## What is being asked
Once you have read the data below, set it all down again exactly.
Input data START
Issue #1998, opened 2021-11-18
Add autocomplete commands for fig


rberrelleza:
**Is your feature request related to a problem? Please describe.**
[Fig](https://fig.io) is a really cool CLI tool that makes autocompleting commands a lot easier. It would be great way for our community to discover new commands. e.g. we could make is to that running `okteto context use` and then pressing `tab` shows you all the contexts available, or things like that. 

Check out their kubernetes integration, I think following that path would be great.

rberrelleza:
Missing work:
- Add autocomplete for context lists and namespaces
- Automatically send a PR to fig on every release

RinkiyaKeDad:
@rberrelleza does this look good? (we can add the Okteto logo too for the results once we upload it to fig)


https://user-images.githubusercontent.com/56963264/151990180-df0a3ebb-6c46-4fdf-932d-2588ac042209.mov

rberrelleza:
Yeah, that looks pretty good!  One thing to keep in mind is if we can do some sort of caching so that the result shows up faster (since people don't create namespaces that often)

RinkiyaKeDad:
Yup, I couldn't find anything related to caching on their docs - let me raise a PR and ask them their.

PR #1999, opened 2021-11-19
add command to generate fig descriptor

rberrelleza:
This gets the first step for  #1998


ifbyol (approved):

pchico83 (approved):
We should make it intelligent to autocomplete things like contexts or okteto manifest files

rberrelleza:
Yes, that can be phase 2 if we see adoption there (no idea how complex that would be). The next release of fig will include support for okteto out of the box.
Input data END
## Task output
Issue #1998, opened 2021-11-18
Add autocomplete commands for fig


rberrelleza:
**Is your feature request related to a problem? Please describe.**
[Fig](https://fig.io) is a really cool CLI tool that makes autocompleting commands a lot easier. It would be great way for our community to discover new commands. e.g. we could make is to that running `okteto context use` and then pressing `tab` shows you all the contexts available, or things like that. 

Check out their kubernetes integration, I think following that path would be great.

rberrelleza:
Missing work:
- Add autocomplete for context lists and namespaces
- Automatically send a PR to fig on every release

RinkiyaKeDad:
@rberrelleza does this look good? (we can add the Okteto logo too for the results once we upload it to fig)


https://user-images.githubusercontent.com/56963264/151990180-df0a3ebb-6c46-4fdf-932d-2588ac042209.mov

rberrelleza:
Yeah, that looks pretty good!  One thing to keep in mind is if we can do some sort of caching so that the result shows up faster (since people don't create namespaces that often)

RinkiyaKeDad:
Yup, I couldn't find anything related to caching on their docs - let me raise a PR and ask them their.

PR #1999, opened 2021-11-19
add command to generate fig descriptor

rberrelleza:
This gets the first step for  #1998


ifbyol (approved):

pchico83 (approved):
We should make it intelligent to autocomplete things like contexts or okteto manifest files

rberrelleza:
Yes, that can be phase 2 if we see adoption there (no idea how complex that would be). The next release of fig will include support for okteto out of the box.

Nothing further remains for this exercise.